This is the third note of our series dedicated to constructions using amalgamated products and HNN extensions.

In the early 1940’s, Hopf asked whether it is possible for a finitely-generated free group to be isomorphic to one of its proper quotients. Later, he proved that it is in fact impossible, but he left open the same question for finitely-generated groups. If a group $G$ is said Hopfian precisely when it is not isomorphic to one of its proper quotients, or equivalently, that any epimorphism $G \to G$ turns out to be an isomorphism, the question becomes : Does there exist a non-Hopfian finitely generated group?

The first example of non-Hopfian finitely-generated groups was only found in 1950 by B. H. Neumann, see his article A two-generator group isomorphic to a proper factor group. In 1951, Higman gave the first example of non-Hopfian finitely presented group using amalgamated products:

Theorem: (Higman) The group $\langle a,s,t \mid sas^{-1}=a^2= tat^{-1} \rangle$ is not Hopfian.

Proof. Let $D= \{ \ell / 2^m \mid \ell \in \mathbb{Z}, m \in \mathbb{N} \}$ denote the additive group of dyadic rationals. We first prove that

$\Pi = \langle x_0,x_1, \dots \mid [x_i,x_{i+1}]=1, x_i^{2^i}=x_0, i \geq 0 \rangle$

is a presentation of $D$. Clearly, the map sending $x_i$ to $1/2^i$ for all $i \geq 0$ extends to an epimorphism $\phi : \Pi \twoheadrightarrow D$. It is sufficient to prove that $\phi$ is one-to-one to conclude. Let

$g:= x_{m_1}^{\ell_1} \cdots x_{m_r}^{\ell_r} \in \mathrm{ker}(\phi)$.

In $\Pi$, notice that for all $i \leq j$,

$x_i^{2^j}= x_i^{2^i \cdot 2^{j-i}} = (x_i^{2^i})^{2^{j-i}} = x_0^{2^{j-i}}$.

Therefore, if $m:= \max(m_1,\dots,m_r)$,

$x_0^{\ell_1 2^{m-m_1} + \cdots + \ell_r 2^{m-m_r}} = g^{2^m} \in \mathrm{ker}(\phi)$.

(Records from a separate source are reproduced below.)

PR #3720, opened 2021-03-16
 Validate audit log policies via webhooks

BeckerMax:
/area control-plane
/area audit-logging
/kind enhancement
/priority normal

Before this change a malformed auditpolicy referenced by a Shoot will cause the Shoot to fail to deploy (or to delete) as deploying the Shoot API server fails.

Now, configmaps containing audit policies as well as Shoot resources are validated once created/updated whether the referenced audit policy is valid.

Also includes:

remove audit policy validation from botanist

instead it is now validated inside the gardener-admission-controller in a webhook

I tried to limit the calls to the gardener API server by this web hook as much as possible. Especially, listing and iterating over all Shoots in a ns to validate an audit policy. I tried to do this validation only as the very last step if everything else was already valid.

```other operator
Audit policies referenced by shoots are now validated upon updating shoot or configmap resources.
```


pkg/admissioncontroller/webhooks/admission/auditpolicy/admission.go
```diff
@@ -0,0 +1,294 @@
...
+	if err := h.getOldObject(request, oldCm); err != nil {
+		return admission.Errored(http.StatusInternalServerError, err)
+	}
+
+	if request.Operation == admissionv1.Delete {
+		if controllerutil.ContainsFinalizer(oldCm, shoot.FinalizerName) {
+			return admission.Errored(http.StatusUnprocessableEntity, fmt.Errorf("deletion of audit-policy is forbidden as it is still referenced by a shoot (cm has finalizer)"))
+		}
+		return acadmission.Allowed("deletion of audit-policy accepted")
+	}
```
vpnachev: Hm, do we need this? A finalizer is already set and it will prevent the resource to be removed from the store as long as it is used by any shoot.

pkg/admissioncontroller/webhooks/admission/auditpolicy/admission.go
```diff
@@ -0,0 +1,294 @@
...
+
+		auditPolicy, err := getAuditPolicy(cm)
+		if err != nil {
+			return admission.Errored(http.StatusUnprocessableEntity, err)
+		}
+
+		oldAuditPolicy, ok := oldCm.Data[auditPolicyConfigMapDataKey]
+		if ok {
+			if oldAuditPolicy == auditPolicy {
+				return acadmission.Allowed("audit policy did not change")
```
vpnachev:
```suggestion
				return acadmission.Allowed("audit policy not changed")
```

pkg/admissioncontroller/webhooks/admission/auditpolicy/admission.go
```diff
@@ -0,0 +1,294 @@
...
+			return acadmission.Allowed("configmap is not referenced by a Shoot")
+		}
+
+		auditPolicy, err := getAuditPolicy(cm)
+		if err != nil {
+			return admission.Errored(http.StatusUnprocessableEntity, err)
+		}
+
+		oldAuditPolicy, ok := oldCm.Data[auditPolicyConfigMapDataKey]
+		if ok {
```
vpnachev: what if `ok == false` ?

pkg/admissioncontroller/webhooks/admission/auditpolicy/admission.go
```diff
@@ -0,0 +1,294 @@
...
+		if err := h.apiReader.List(ctx, existingShoots, client.InNamespace(request.Namespace)); err != nil {
+			return admission.Errored(http.StatusInternalServerError, err)
+		}
+		if err := validatePolicyAgainstShoots(request, schemaVersion, existingShoots); err != nil {
+			return admission.Errored(http.StatusUnprocessableEntity, err)
+		}
+
+		return acadmission.Allowed("configmap change is valid")
+	}
+	return acadmission.Allowed("operation is not update or delete")
```
vpnachev: can you move this before the if block.

pkg/admissioncontroller/webhooks/admission/auditpolicy/admission.go
```diff
@@ -0,0 +1,294 @@
...
+
+// IsValidAuditPolicyVersion checks whether the api server support the provided audit policy apiVersion
+func IsValidAuditPolicyVersion(shootVersion string, schemaVersion *schema.GroupVersionKind) (bool, error) {
+	auditGroupVersion := schemaVersion.GroupVersion().String()
+
+	if auditGroupVersion == "audit.k8s.io/v1" {
+		return version.CheckVersionMeetsConstraint(shootVersion, ">= v1.12")
+	}
+	return true, nil
+}
```
vpnachev: You can add a TODO to update this check when https://github.com/kubernetes/kubernetes/issues/98035 is resolved.

pkg/admissioncontroller/webhooks/admission/auditpolicy/admission.go
```diff
@@ -0,0 +1,294 @@
...
+	return nil
+}
+
+func getAuditPolicy(cm *corev1.ConfigMap) (auditPolicy string, err error) {
+	auditPolicy, ok := cm.Data[auditPolicyConfigMapDataKey]
+	if !ok {
+		return "", fmt.Errorf("missing '.data.policy' in audit policy configmap")
+	}
+	if len(auditPolicy) == 0 {
+		return "", fmt.Errorf("empty audit policy. Provide non-empty audit policy")
```
vpnachev, line 261: Empty audit policy is valid audit policy. We are currently using it, ref:
- https://github.com/gardener/gardener/blob/b84868a76c38343ec3add63055320e12878418e7/charts/seed-controlplane/charts/kube-apiserver/values.yaml#L112
- https://github.com/gardener/gardener/blob/b84868a76c38343ec3add63055320e12878418e7/charts/seed-controlplane/charts/kube-apiserver/templates/configmap-audit-policy.yaml#L9

pkg/admissioncontroller/webhooks/admission/auditpolicy/admission.go
```diff
@@ -0,0 +1,294 @@
...
+func validatePolicyAgainstShoots(request admission.Request, schemaVersion *schema.GroupVersionKind, shoots *gardencorev1beta1.ShootList) error {
+	for _, s := range shoots.Items {
+		if hasAuditPolicy(&s) {
+			cmRef := s.Spec.Kubernetes.KubeAPIServer.AuditConfig.AuditPolicy.ConfigMapRef
+			if cmRef.Name == request.Name {
+				if isValidVersion, err := IsValidAuditPolicyVersion(s.Spec.Kubernetes.Version, schemaVersion); err != nil {
+					return err
+				} else if !isValidVersion {
+					err := fmt.Errorf("your shoot cluster version %q is not compatible with audit policy version %q", s.Spec.Kubernetes.Version, schemaVersion.GroupVersion().String())
+					return err
```
vpnachev:
```suggestion
					return fmt.Errorf("your shoot cluster version %q is not compatible with audit policy version %q", s.Spec.Kubernetes.Version, schemaVersion.GroupVersion().String())
```

pkg/admissioncontroller/webhooks/admission/auditpolicy/admission_test.go
```diff
@@ -0,0 +1,536 @@
...
+---
+apiVersion: audit.k8s.io/v1beta1
+kind: Policy
+rules:
+  - level: RequestResponse
+    resources:
+    - group: "
+      resources: ["pods"]
+`
+		inValidAuditPolicy = `
```
vpnachev:
```suggestion
		invalidAuditPolicy = `
```

pkg/admissioncontroller/webhooks/admission/auditpolicy/admission_test.go
```diff
@@ -0,0 +1,536 @@
...
+				for _, gvk := range gvks {
+					ok, err := auditpolicy.IsValidAuditPolicyVersion(shootVersion, &gvk)
+					Expect(err).ToNot(HaveOccurred())
+					Expect(ok).To(BeTrue())
+				}
+			}
+		})
+
+		It("should return false with error because of not valid semver version", func() {
+			shootVersion := "1.ab.0"
```
vpnachev, line 244: Could you also try with something like `1.12.3-dev`.
We had some troubles with such versions (with the OCI images and GKE versions) and it will be nice to have a test for it.

vpnachev (commented):
Thanks.
Overall looks good to me. I have some minor comments and change requests.

hack/local-development/dev-setup-register-gardener
```diff
@@ -354,5 +354,51 @@ $ADMISSION_CONTROLLER_PORT_STRING
...
+  namespaceSelector:
+    matchLabels:
+      gardener.cloud/role: project
+  admissionReviewVersions: ["v1", "v1beta1"]
+  timeoutSeconds: 10
+  clientConfig:
+    service:
+      namespace: garden
+      name: gardener-admission-controller
+      path: /webhooks/validate-audit-policies
```
rfranzke: Hm, I don't really get why we need the two rules for the local development case. Can you explain?

pkg/admissioncontroller/webhooks/admission/auditpolicy/admission.go
```diff
@@ -0,0 +1,294 @@
...
+	ctx, cancel := context.WithTimeout(ctx, 10*time.Second)
+	defer cancel()
+
+	switch request.Kind {
+	case shootGVK:
+		return h.admitShoot(ctx, request)
+	case configmapGVK:
+		return h.admitConfigMap(ctx, request)
+	}
+	return acadmission.Allowed("resource is not core.gardener.cloud.v1beta1.shoot or corev1.configmap")
```
rfranzke:
```suggestion
	return acadmission.Allowed("resource is not core.gardener.cloud/v1beta1.Shoot or v1.ConfigMap")
```

pkg/admissioncontroller/webhooks/admission/auditpolicy/auditpolicy_suite_test.go
```diff
@@ -0,0 +1,27 @@
...
+package auditpolicy_test
+
+import (
+	"testing"
+
+	. "github.com/onsi/ginkgo"
+	. "github.com/onsi/gomega"
+)
+
+func TestNamespaceDeletion(t *testing.T) {
```
rfranzke:
```suggestion
func TestAuditPolicy(t *testing.T) {
```

pkg/admissioncontroller/webhooks/admission/auditpolicy/auditpolicy_suite_test.go
```diff
@@ -0,0 +1,27 @@
...
+	RegisterFailHandler(Fail)
+	RunSpecs(t, "AdmissionController Admission Auditpolicy Suite")
```
rfranzke:
```suggestion
	RunSpecs(t, "AdmissionController Admission AuditPolicy Suite")
```

pkg/admissioncontroller/webhooks/admission/auditpolicy/admission.go
```diff
@@ -0,0 +1,294 @@
...
+
+func (h *handler) getOldObject(request admission.Request, oldObj runtime.Object) error {
+	if len(request.OldObject.Raw) != 0 {
+		if err := h.decoder.DecodeRaw(request.OldObject, oldObj); err != nil {
+			return err
+		}
+	} else {
+		return fmt.Errorf("could not find old object")
+	}
+	return nil
```
rfranzke:
```suggestion
	if len(request.OldObject.Raw) != 0 {
		return h.decoder.DecodeRaw(request.OldObject, oldObj)
	}
	return fmt.Errorf("could not find old object")
```

pkg/admissioncontroller/webhooks/admission/auditpolicy/admission.go
```diff
@@ -0,0 +1,294 @@
...
+	}
+
+	auditPolicyCm := &corev1.ConfigMap{}
+	if err := h.apiReader.Get(ctx, kutil.Key(shoot.Namespace, cmRef.Name), auditPolicyCm); err != nil {
+		if apierrors.IsNotFound(err) {
+			return admission.Errored(http.StatusUnprocessableEntity, fmt.Errorf("referenced audit policy does not exist: namespace: %s, name: %s", cmRef.Namespace, cmRef.Name))
+		}
+		return admission.Errored(http.StatusInternalServerError, fmt.Errorf("could not retrieve config map: %s", err))
+	}
+	auditPolicy, err := getAuditPolicy(auditPolicyCm)
```
rfranzke, line 149:
```suggestion

	auditPolicy, err := getAuditPolicy(auditPolicyCm)
```

pkg/admissioncontroller/webhooks/admission/auditpolicy/admission.go
```diff
@@ -0,0 +1,294 @@
...
+
+	return acadmission.Allowed("referenced audit policy is valid")
+}
+
+func (h *handler) admitConfigMap(ctx context.Context, request admission.Request) admission.Response {
+	var (
+		oldCm = &corev1.ConfigMap{}
+		cm    = &corev1.ConfigMap{}
+	)
+	if err := h.getOldObject(request, oldCm); err != nil {
```
rfranzke:
```suggestion

	if err := h.getOldObject(request, oldCm); err != nil {
```

pkg/admissioncontroller/webhooks/admission/auditpolicy/admission.go
rfranzke: Yeah, I just wanted to write a similar comment. Is there a reason why you added this?

pkg/admissioncontroller/webhooks/admission/auditpolicy/admission.go
```diff
@@ -0,0 +1,294 @@
...
+			return admission.Errored(http.StatusUnprocessableEntity, fmt.Errorf("failed to decode the provided audit policy err=%v", err))
+		}
+		auditPolicyInternal, ok := auditPolicyObj.(*audit_internal.Policy)
+		if !ok {
+			return admission.Errored(http.StatusInternalServerError, fmt.Errorf("failure to cast to audit Policy type: %v", schemaVersion))
+		}
+		errList := auditvalidation.ValidatePolicy(auditPolicyInternal)
+		if len(errList) != 0 {
+			return admission.Errored(http.StatusUnprocessableEntity, fmt.Errorf("provided invalid audit policy err=%v", errList))
+		}
```
rfranzke: I haven't checked in detail, but this is the same code like above, or? Maybe you can move it inside a function and call it from both places?

pkg/admissioncontroller/webhooks/admission/auditpolicy/admission.go
```diff
@@ -0,0 +1,294 @@
...
+
+		// Validate schema version against Shoot Kubernetes version
+		existingShoots := &gardencorev1beta1.ShootList{}
```
rfranzke:
```suggestion
		shootList := &gardencorev1beta1.ShootList{}
```

pkg/admissioncontroller/webhooks/admission/auditpolicy/admission.go
```diff
@@ -0,0 +1,294 @@
...
+	if len(auditPolicy) == 0 {
+		return "", fmt.Errorf("empty audit policy. Provide non-empty audit policy")
+	}
+	return auditPolicy, nil
+}
+
+func validatePolicyAgainstShoots(request admission.Request, schemaVersion *schema.GroupVersionKind, shoots *gardencorev1beta1.ShootList) error {
+	for _, s := range shoots.Items {
+		if hasAuditPolicy(&s) {
+			cmRef := s.Spec.Kubernetes.KubeAPIServer.AuditConfig.AuditPolicy.ConfigMapRef
```
rfranzke: Is this variable helpful?

pkg/admissioncontroller/webhooks/admission/auditpolicy/admission.go
```diff
@@ -0,0 +1,294 @@
...
+			if cmRef.Name == request.Name {
+				if isValidVersion, err := IsValidAuditPolicyVersion(s.Spec.Kubernetes.Version, schemaVersion); err != nil {
+					return err
+				} else if !isValidVersion {
```
rfranzke: I guess you don't need `else if` here, or? Just another `if` case would do the same and reduces nesting (= improves readability)?

rfranzke (commented):
Very nice PR, I like it! I mainly have styling suggestions to improve readability.

pkg/admissioncontroller/webhooks/admission/auditpolicy/admission.go
vpnachev: The only reason that come to my mind is if the configmap become immutable after the deletionTimestamp is set, but this is not the case.

pkg/admissioncontroller/webhooks/admission/auditpolicy/admission.go
BeckerMax: There is nothing to do if the old configmap does not have a Data field. Then we are going to proceed validating the new one (which has a [data field](https://github.com/BeckerMax/gardener/blob/038f014492000e079c733e1e627cfa297dfd5832/pkg/admissioncontroller/webhooks/admission/auditpolicy/admission.go#L198)).

pkg/admissioncontroller/webhooks/admission/auditpolicy/admission.go
BeckerMax: I agree with you.

pkg/admissioncontroller/webhooks/admission/auditpolicy/admission.go
BeckerMax: There was the same check before:
https://github.com/gardener/gardener/pull/3720/files#diff-201c3f0c956474991f7e0ebb09d5cb2c23b1b8dbfdad19c36c81c188ce1f13a5L862
How did we deploy an empty policy?

hack/local-development/dev-setup-register-gardener
BeckerMax: The only difference is the clientConfig
The gardener extension API server uses the following URL to contact the gardener-admission-controller:
```
  clientConfig:
    url: https://127.0.0.1:$ADMISSION_CONTROLLER_SECURE_PORT/webhooks/validate-audit-policies
```
The kubernetes cluster runs in a docker environment and uses a service pointing to `host.docker.internal` to connect to it:
```
    service:
      namespace: garden
```
You can see the same pattern in the other webhook configurations.

pkg/admissioncontroller/webhooks/admission/auditpolicy/admission.go
BeckerMax: I tried to do that but gave up after about 20minutes. The problem is that we need the `schemaVersion` later and then we need at least 3 return values (schema version, error Code and error message) for a function. Then this function is kind of unintuitive validating but also returning a version -  so I left it like it is.

pkg/admissioncontroller/webhooks/admission/auditpolicy/admission.go
BeckerMax: nice :)

pkg/admissioncontroller/webhooks/admission/auditpolicy/admission.go
BeckerMax: It is a bit less succinct as I need to do the `err!= nil` check in a separate line. But I agree it is more easy to read.

pkg/admissioncontroller/webhooks/admission/auditpolicy/auditpolicy_suite_test.go
BeckerMax: Thanks for caching that :)

hack/local-development/dev-setup-register-gardener
rfranzke: Makes sense. Thanks!

pkg/admissioncontroller/webhooks/admission/auditpolicy/admission.go
rfranzke: Hm, I see, it wouldn't improve it too much. OK then.

pkg/admissioncontroller/webhooks/admission/auditpolicy/admission_test.go
BeckerMax: I added a test - can you check if I understood you correctly?

pkg/admissioncontroller/webhooks/admission/auditpolicy/admission.go
vpnachev: Excuse me for the inconvenience, it is my mistake.
It is not empty policy, but a policy with a single rule disabling audit logging https://github.com/gardener/gardener/blob/4c6153dceae2e461607c9a38afca88277387dda0/charts/seed-controlplane/charts/kube-apiserver/templates/_helpers.tpl#L93-L96.

timebertt:
/hold

rfranzke (dismissed):
/lgtm

charts/gardener/controlplane/charts/application/templates/validatingwebhook-admission-controller.yaml
```diff
@@ -108,5 +108,41 @@ webhooks:
     {{- end }}
     caBundle: {{ required ".Values.global.admission.config.server.https.tls.caBundle is required" (b64enc .Values.global.admission.config.server.https.tls.caBundle) }}
   sideEffects: None
+- name: validate-audit-policies.gardener.cloud
```
timebertt: Why is this inside `{{- if .Values.global.admission.seedRestriction.enabled }}`?

pkg/admissioncontroller/webhooks/admission/auditpolicy/admission.go
```diff
@@ -0,0 +1,285 @@
...
+)
+
+var (
+	runtimeScheme = runtime.NewScheme()
+	codecs        = serializer.NewCodecFactory(runtimeScheme)
+	decoder       = codecs.UniversalDecoder()
+	_             = auditv1alpha1.AddToScheme(runtimeScheme)
+	_             = auditv1beta1.AddToScheme(runtimeScheme)
+	_             = auditv1.AddToScheme(runtimeScheme)
+	_             = audit_internal.AddToScheme(runtimeScheme)
```
timebertt: Please don't ignore errors in initializations.
Please use an `init` func instead and `utilruntime.Must`, e.g like this:
https://github.com/gardener/gardener/blob/bcdf52d75e2df05c6ff2ee49524964a8c2b05302/cmd/gardener-admission-controller/app/gardener_admission_controller.go#L63-L71

pkg/admissioncontroller/webhooks/admission/auditpolicy/admission.go
```diff
@@ -0,0 +1,285 @@
...
+
+func (h *handler) admitShoot(ctx context.Context, request admission.Request) admission.Response {
+	var (
+		shoot    = &gardencorev1beta1.Shoot{}
+		oldShoot = &gardencorev1beta1.Shoot{}
+	)
+	if request.Operation != admissionv1.Create && request.Operation != admissionv1.Update {
+		return acadmission.Allowed("operation is not Create or Update")
+	}
+
```
timebertt, line 123: WDYT about an early-exit for subresource calls?

pkg/admissioncontroller/webhooks/admission/auditpolicy/admission.go
```diff
@@ -0,0 +1,285 @@
...
+	if err := h.apiReader.Get(ctx, kutil.Key(shoot.Namespace, cmRef.Name), auditPolicyCm); err != nil {
+		if apierrors.IsNotFound(err) {
+			return admission.Errored(http.StatusUnprocessableEntity, fmt.Errorf("referenced audit policy does not exist: namespace: %s, name: %s", cmRef.Namespace, cmRef.Name))
+		}
+		return admission.Errored(http.StatusInternalServerError, fmt.Errorf("could not retrieve config map: %s", err))
+	}
+
+	auditPolicy, err := getAuditPolicy(auditPolicyCm)
+	if err != nil {
+		return admission.Errored(http.StatusUnprocessableEntity, fmt.Errorf("Error: %s in %v/%v", err, cmRef.Namespace, cmRef.Name))
```
timebertt: `%v` / `%w` should be used for formatting errors.
Nit: usually the error is also appended and not prepended, otherwise further wrapping will look weird.
```suggestion
		return admission.Errored(http.StatusUnprocessableEntity, fmt.Errorf("error getting auditlog policy from ConfigMap %s/%s: %w", cmRef.Namespace, cmRef.Name, err))
```

pkg/admissioncontroller/webhooks/admission/auditpolicy/admission.go
```diff
@@ -0,0 +1,285 @@
...
+		return admission.Errored(http.StatusUnprocessableEntity, fmt.Errorf("failed to decode the provided audit policy err=%v", err))
+	}
+	auditPolicyInternal, ok := auditPolicyObj.(*audit_internal.Policy)
+	if !ok {
+		return admission.Errored(http.StatusInternalServerError, fmt.Errorf("failure to cast to audit Policy type: %v", schemaVersion))
+	}
+	errList := auditvalidation.ValidatePolicy(auditPolicyInternal)
+	if len(errList) != 0 {
+		return admission.Errored(http.StatusUnprocessableEntity, fmt.Errorf("provided invalid audit policy err=%v", errList))
+	}
```
timebertt: This code is duplicated, right?

pkg/admissioncontroller/webhooks/admission/auditpolicy/admission.go
```diff
@@ -0,0 +1,285 @@
...
+
+	// Validate schema version against Shoot Kubernetes version
+	shootList := &gardencorev1beta1.ShootList{}
+	if err := h.apiReader.List(ctx, shootList, client.InNamespace(request.Namespace)); err != nil {
```
timebertt, line 211: TBH, listing all shoots of a (potentially large project) every time a configmap gets updated doesn't seem like a good idea to me.
We should do some optimization here:
- either use a cache
- only do the check, if the audit policy version changed
- or something similar

WDYT?

pkg/admissioncontroller/webhooks/admission/auditpolicy/admission.go
```diff
@@ -0,0 +1,285 @@
...
+	return nil
+}
+
+// Handle implements the webhook handler for audit log policy validation
+func (h *handler) Handle(ctx context.Context, request admission.Request) admission.Response {
+	ctx, cancel := context.WithTimeout(ctx, 10*time.Second)
+	defer cancel()
+
+	switch request.Kind {
+	case shootGVK:
```
timebertt: This should also catch requests to `shoots.core.gardener.cloud/v1alpha1` and basically all possible future Gardener API versions.

pkg/admissioncontroller/webhooks/admission/auditpolicy/admission.go
```diff
@@ -0,0 +1,285 @@
...
+func validatePolicyAgainstShoots(request admission.Request, schemaVersion *schema.GroupVersionKind, shoots *gardencorev1beta1.ShootList) error {
+	for _, s := range shoots.Items {
+		if hasAuditPolicy(&s) {
+			if s.Spec.Kubernetes.KubeAPIServer.AuditConfig.AuditPolicy.ConfigMapRef.Name == request.Name {
+				isValidVersion, err := IsValidAuditPolicyVersion(s.Spec.Kubernetes.Version, schemaVersion)
+				if err != nil {
+					return err
+				}
+				if !isValidVersion {
+					return fmt.Errorf("your shoot cluster version %q is not compatible with audit policy version %q", s.Spec.Kubernetes.Version, schemaVersion.GroupVersion().String())
```
timebertt: It would be helpful to include the shoot name with the incompatible K8s version in the error message.

pkg/admissioncontroller/webhooks/admission/auditpolicy/admission.go
```diff
@@ -0,0 +1,285 @@
...
+
+		if hasAuditPolicy(oldShoot) && reflect.DeepEqual(cmRef, oldShoot.Spec.Kubernetes.KubeAPIServer.AuditConfig.AuditPolicy.ConfigMapRef) {
+			return acadmission.Allowed("audit policy reference did not change in Shoot resource")
+		}
+	}
+
+	auditPolicyCm := &corev1.ConfigMap{}
+	if err := h.apiReader.Get(ctx, kutil.Key(shoot.Namespace, cmRef.Name), auditPolicyCm); err != nil {
+		if apierrors.IsNotFound(err) {
+			return admission.Errored(http.StatusUnprocessableEntity, fmt.Errorf("referenced audit policy does not exist: namespace: %s, name: %s", cmRef.Namespace, cmRef.Name))
```
timebertt: I guess, this replaces the reference check in the admission plugin, right?
So can this be removed now:
https://github.com/gardener/gardener/blob/bcdf52d75e2df05c6ff2ee49524964a8c2b05302/plugin/pkg/global/resourcereferencemanager/admission.go#L547-L554
?

timebertt (changes requested):
Overall, well done!
I have some concerns, see inline.

pkg/admissioncontroller/webhooks/admission/auditpolicy/admission.go
BeckerMax: Generally yes. It also sets the resourceVersion - should we do this then in the auditpolicy admission controller? https://github.com/gardener/gardener/blob/c40a8fd73a0dc871d692850411084e8a4dc454fc/plugin/pkg/global/resourcereferencemanager/admission.go#L553

pkg/admissioncontroller/webhooks/admission/auditpolicy/admission.go
BeckerMax: check is gone now in new version

pkg/admissioncontroller/webhooks/admission/auditpolicy/admission.go
BeckerMax: Thanks very helpful!

pkg/admissioncontroller/webhooks/admission/auditpolicy/admission.go
BeckerMax: 👍🏼

pkg/admissioncontroller/webhooks/admission/auditpolicy/admission.go
BeckerMax: created a function to increase maintainability eventhough the function is a bit unintuitive in the return values

pkg/admissioncontroller/webhooks/admission/auditpolicy/admission.go
BeckerMax: We are checking for a resource version change before this list. Therefore, listing all Shoots will only happen if an already existing cm with an auditpolicy is changed. Which I guess is not happening that often. 
On a side note: As we are now checking for config map equality via the resource Version instead of the content of data field: Is there any mechanism that changes labels/annotations,..  anything that could change the resource Version of the ConfigMap frequently? Because if yes, I would check the data field instead of the resource Version to prevent unnecessary listing of all shoots in the ns.

pkg/admissioncontroller/webhooks/admission/auditpolicy/admission.go
BeckerMax: Done also for configmap

pkg/admissioncontroller/webhooks/admission/auditpolicy/admission.go
```diff
@@ -124,41 +134,26 @@ func (h *handler) admitShoot(ctx context.Context, request admission.Request) adm
...
 	}
 
+	if shoot.Spec.Kubernetes.KubeAPIServer.AuditConfig.AuditPolicy.ConfigMapRef.ResourceVersion == auditPolicyCm.ResourceVersion {
+		return acadmission.Allowed("no change detected in referenced configmap holding audit policy")
+	}
+
 	auditPolicy, err := getAuditPolicy(auditPolicyCm)
 	if err != nil {
-		return admission.Errored(http.StatusUnprocessableEntity, fmt.Errorf("Error: %s in %v/%v", err, cmRef.Namespace, cmRef.Name))
+		return admission.Errored(http.StatusUnprocessableEntity, fmt.Errorf("error getting auditlog policy from ConfigMap %s/%s: %w", cmRef.Namespace, cmRef.Name, err))
```
timebertt: `cmRef.Namespace` is unset, right. Should be `shoot.Namespace`.

pkg/admissioncontroller/webhooks/admission/auditpolicy/admission.go
```diff
@@ -229,6 +217,22 @@ func (h *handler) admitConfigMap(ctx context.Context, request admission.Request)
 	return acadmission.Allowed("configmap change is valid")
 }
 
+func validateAuditPolicySemantics(auditPolicy string) (schemaVersion *schema.GroupVersionKind, errCode int32, err error) {
+	auditPolicyObj, schemaVersion, err := policyDecoder.Decode([]byte(auditPolicy), nil, nil)
+	if err != nil {
+		return nil, http.StatusUnprocessableEntity, fmt.Errorf("failed to decode the provided audit policy err=%v", err)
```
timebertt: Nit: can you make the returned errors consistent?
```suggestion
return nil, http.StatusUnprocessableEntity, fmt.Errorf("failed to decode the provided audit policy: %v", err)
```

timebertt (commented):
Well done!
Only two nits.

pkg/admissioncontroller/webhooks/admission/auditpolicy/admission.go
timebertt: Yeah, you're right. Checking the ConfigMap's content (i.e. `cm.Data["policy"]`) is better. We should do that.

timebertt (dismissed):
Thanks for addressing my suggestions!
/lgtm

timebertt:
```
>> make revendor
 M go.sum
make: *** [Makefile:166: check-generate] Error 1
```

timebertt (dismissed):
/lgtm

BeckerMax:
Hey @vpnachev @rfranzke @timebertt I wanted to say thank you for your thorough reviews. The code is much better now and I learned  a lot from your comments 👍🏼

pkg/admissioncontroller/webhooks/admission/auditpolicy/admission.go
```diff
@@ -0,0 +1,290 @@
...
+		cm    = &corev1.ConfigMap{}
+	)
+
+	if err := h.getOldObject(request, oldCm); err != nil {
+		return admission.Errored(http.StatusInternalServerError, err)
+	}
+
+	if request.Operation != admissionv1.Update {
+		return acadmission.Allowed("operation is not update")
+	}
```
rfranzke, line 182: Shouldn't this be moved above before trying to get the old object?

BeckerMax: definitely!

rfranzke (approved):
/lgtm

rfranzke:
@vpnachev do you also plan to take another 👀 ?

vpnachev:
> @vpnachev do you also plan to take another eyes ?

I have it in my list, but if I do not come with feedback by EoB tomorrow, please proceed.

vpnachev (approved):
/lgtm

But $0= \phi \left( g^{2^m} \right) = \ell_1 2^{m-m_1} + \cdots + \ell_r 2^{m-m_r}$, hence $g^{2^m}=x_0^{0}=1$. However, $\Pi$ is an abelian group whose generators are sending to infinite-order element in $D$ by $\phi$, so $\Pi$ is torsion-free; in particular, we necessarily have $g=1$. We just found our presentation.

Afterwards, let $G$ denote the semi-direct product $D \rtimes \mathbb{Z}$ where $\mathbb{Z}$ acts by multiplication by $2$. Then

$G= \langle x_0,x_1, \dots, t \mid [x_i,x_{i+1}]=1, x_i^{2^i}=x_0, tx_it^{-1}=x_{i-1}, i \geq 0 \rangle$.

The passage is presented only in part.